# Biketreff



## Rock-the-forest (4. März 2005)

hi 
ich wollte mal fragen ob jemand in Karlsruhe ein Biketreff kennt?


----------



## eL (4. März 2005)

nein wir mögen keine biketreffs


----------



## MTB-News.de




----------



## Rock-the-forest (4. März 2005)

ja fährt man dann im Arsch der welt alleine???


----------



## Waldgeist (5. März 2005)

Rock-the-forest schrieb:
			
		

> hi
> ich wollte mal fragen ob jemand in Karlsruhe ein Biketreff kennt?



Es gibt einen MTB-Biketreff für Mountainbiketouren. Veranstalter ist der Schwarzwaldverein Wettersbach bei Karlsruhe
näheres hier MTB-Biketreff



			
				eL schrieb:
			
		

> nein wir mögen keine biketreffs


@eL ??   Warum nicht , du warst doch letztes Jahr dabei (Tour "von Turm zu Turm" Beweismaterial liegt vor! ) Trotzdem biste einjeladen!

Bis denne Waldgeist


----------



## BrooKy (5. März 2005)

Halli-Hallo,

ich nutz einfach mal diesen Thread hier, um mich vorzustellen.

Ich bin nun seit Oktober letzten Jahres zum Studieren im schönen Karlsruhe und habe mit Freuden festgestellt, dass es hier eine recht aktive Bike-Szene zu geben scheint. Ich werde in den Semesterferein mein Radl aus meiner Heimatstadt Göttingen holen und dann soll's hier losgehen. Wäre natürlich super, wenn ich mich bei der ein oder anderen Tour einklinken könnte, um die Gegend und ein paar Leute kennenzulernen. Wie läuft das ab bei Euch? Sind die aufgelisteten Touren für jedermann zum Mitfahren?

Gruß, 

BrooKy


----------



## Strider (5. März 2005)

und den hier gibts auch:
www.mtb-karlsruhe.de

@BrooKy was studierste denn?


----------



## BrooKy (5. März 2005)

Strider schrieb:
			
		

> und den hier gibts auch:
> www.mtb-karlsruhe.de
> 
> @BrooKy was studierste denn?




Wirtschaftsingenieur. Ich krieg's Kotzen zur Zeit, seit Ende Januar mach ich quasi nichts außer Lernen. 
Aber ein Ende ist abzusehen, am 17. ist die letze Klausur - danach geht's vorwärts.


----------



## eL (5. März 2005)

ihr Judas´se


----------



## marc (5. März 2005)

eL schrieb:
			
		

> nein wir mögen keine biketreffs



Sorry, el, aber genau das ist der Grund warum es immer wieder zu "Streitereien" kommt. Woher soll der Junge wissen was Du für einen seltenen Humor hast...
Manchmal ist es besser zu schweigen  

Gruß Marc


----------



## eL (5. März 2005)

marc schrieb:
			
		

> Woher soll der Junge wissen was Du für einen seltenen Humor hast...



an den 3 buchstaben.


----------



## Cook (5. März 2005)

eL schrieb:
			
		

> an den 3 buchstaben.



 

Helas PreußischeAustauschbandit!
Was makst du denn momentan so in deiner Zeitfrei? Bikemountain ist nix so gut. Etwa mit die Boardsnow den Hangski herunter? Oder baust du tatsächlich kleine Häuschenvogel mit deine Schwanzfuchs? Ich bin gespannt...

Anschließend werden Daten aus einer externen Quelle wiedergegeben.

PR #12537, opened 2022-05-16
[NME] fix wheel behaviour and overscroll

### LINKED ISSUE #12536: [NME] Pinch on trackpad breaks layout
MacBook or any laptop with trackpad...

ezgif-2-d49c4d843b

3GOMESz:
- fix #12536
- disable horizontal scroll (handle return back/next page)
- fix page overscroll

<br/>

B E F O R E
ezgif-2-d49c4d843b

A F T E R
ezgif-2-6eac051240

### DIFF
--- a/packages/tools/nodeEditor/public/index.html
+++ b/packages/tools/nodeEditor/public/index.html
@@ -33,27 +33,6 @@
             }
         </style>
 
-        <script>
-            window.addEventListener(
-            "wheel",
-            function (evt) {
-                if (evt.ctrlKey) {
-                    return evt.preventDefault();
-                }
-
-                if (Math.abs(evt.deltaX) < Math.abs(evt.deltaY)) {
-                    return;
-                }
-
-                const scrollLeftMax = this.scrollWidth - this.offsetWidth;
-                if (this.scrollLeft + evt.deltaX < 0 || this.scrollLeft + evt.deltaX > scrollLeftMax) {
-                    return evt.preventDefault();
-                }
-            },
-            { passive: false }
-        );
-        </script>
-
     </head>
 
     <body>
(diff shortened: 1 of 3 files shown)


sebavan:
ohhhhh thanks a lot for the PR looks good to me but will add ppl who know way more than myself about the nme editor :-)

3GOMESz:
Apparently it's not working at snapshot, I recommend testing locally

RaananW (changes requested):
Thanks! Certainly a needed change.

I'm not sure I'm happy about a global script tag in the html page. This can be done in one of the components as part of the react application. 
TBH I'm not too sure how many of those prevent default calls are needed, but I'm sure you have tested that. I haven't tested the pr yet, this comment is only about the code location.

carolhmj (approved):
Tested and seems to be working nicely, just +1 on Raanan that it would be better to have the event listener in a component instead of in a global script. graphEditor.tsx would be a good place.

3GOMESz:
The idea of the script on index.html was meant to overwrite the browser's default behavior as soon as the page is loaded, before the bundle is even loaded or any components are mounted. If the user zooms in before the page loads the whole JS bundle he will get stuck, the initial idea was to avoid it

3GOMESz:
What is the best choice? Move the overwride to the `graphEditor.tsx` by adding and removing an eventListener in the respective `componentDidMount` and `componentWillUnmount` or leave it in the index for a behavior applied in the browser before anything else?

RaananW:
I would still prefer keeping implementation outside of index.html. There are many different reasons for that. The main one is the separation done between the static resources and the compiled resources.

RaananW (approved):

Cook zeigt sich hiermit solidarisch mit Leuten seltenen Humors. Wir sind hier nicht zum Vergnügen, wa!


----------



## MTB-News.de




----------



## Strider (6. März 2005)

Ich studier Infowirtschaft (schon ein paar semster weiter) und lern auch gerade   Sobald das wetter besser ist, können wir mal ne studentische Biketour machen gehen!


----------



## Rock-the-forest (6. März 2005)

wenn ich das richtig verstehe verabredet ihr euch hier im forum und geht nicht regelmäßig zu einem biketreff.
wenn ihr mal wieder einen ausritt macht lasst es mich wissen


----------



## Rock-the-forest (6. März 2005)

...  können wir mal ne studentische Biketour machen gehen![/QUOTE]

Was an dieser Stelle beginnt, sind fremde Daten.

PR #12551, opened 2022-05-20
Add warning to Bounding Box Gizmo

carolhmj:
Related issue: https://forum.babylonjs.com/t/is-that-the-attachednode-setter-wrong/30473/6

### DIFF
--- a/packages/dev/core/src/Gizmos/boundingBoxGizmo.ts
+++ b/packages/dev/core/src/Gizmos/boundingBoxGizmo.ts
@@ -534,6 +534,11 @@ export class BoundingBoxGizmo extends Gizmo {
                 this._updateDummy();
             });
         }
+        // If the attachedMesh property is not set, then the attachedNode constructor was used, which
+        // the BoundingBoxGizmo doesn't support
+        if (!this.attachedMesh) {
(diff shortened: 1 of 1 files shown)


packages/dev/core/src/Gizmos/boundingBoxGizmo.ts
```diff
@@ -534,6 +534,11 @@ export class BoundingBoxGizmo extends Gizmo {
                 this._updateDummy();
             });
         }
+        // If the attachedMesh property is not set, then the attachedNode constructor was used, which
+        // the BoundingBoxGizmo doesn't support
+        if (!this.attachedMesh) {
+            Logger.Warn("Using the attachedNode attribute in BoundingBoxGizmo may lead to unexpected behavior.");
```
sebavan, line 540: We should probably highlight that it is not supported instead ?

sebavan (approved):

packages/dev/core/src/Gizmos/boundingBoxGizmo.ts
deltakosh: agreed

carolhmj: Hi, I updated the warning :D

fahren wir dann auch ein paar Kneipen an ??  oder wie definiert sich studentische Biketour?


----------



## BrooKy (6. März 2005)

Strider schrieb:
			
		

> Ich studier Infowirtschaft (schon ein paar semster weiter) und lern auch gerade   Sobald das wetter besser ist, können wir mal ne studentische Biketour machen gehen!



Ja, sehr gern. Wie gesagt, ab April ist mein Bike hier. Werd von nun an hier regelmäßig rumlungern, dann kann man sich ja verabreden.

Wie ist es denn eigentlich direkt um Karlsruhe zu fahren? Sind hier ein paar schöne Berge in Reichweite, oder muss man erst mit der Bahn irgendwo hineiern?


----------



## Wooly (6. März 2005)

BrooKy schrieb:
			
		

> Ja, sehr gern. Wie gesagt, ab April ist mein Bike hier. Werd von nun an hier regelmäßig rumlungern, dann kann man sich ja verabreden.
> Wie ist es denn eigentlich direkt um Karlsruhe zu fahren? Sind hier ein paar schöne Berge in Reichweite, oder muss man erst mit der Bahn irgendwo hineiern?




Hallo ihr zwei,

wie schon richtig erkannt gibt es hier im Forum einen Haufen Biker die sich zu Touren verabreden, nicht als festen Biketreff sondern meistens hier im Forum. Das langt von CC bis Bikepark, einfach mitlesen.

Um Karlsruhe direkt kann man Richtung Wattkopf etc. fahren, in der näherne Umgebung liegt der Nordschwarzwald, das ist auch nicht wirklich viel Anfahrt. Am Wochenende fahren wir öfters auch mal zum Singletrailen & Leberknödel essen in die Pfalz, auch da wird sich bestimmt einen Mitfahrgelegenheit bieten wenn ihr mitwollt.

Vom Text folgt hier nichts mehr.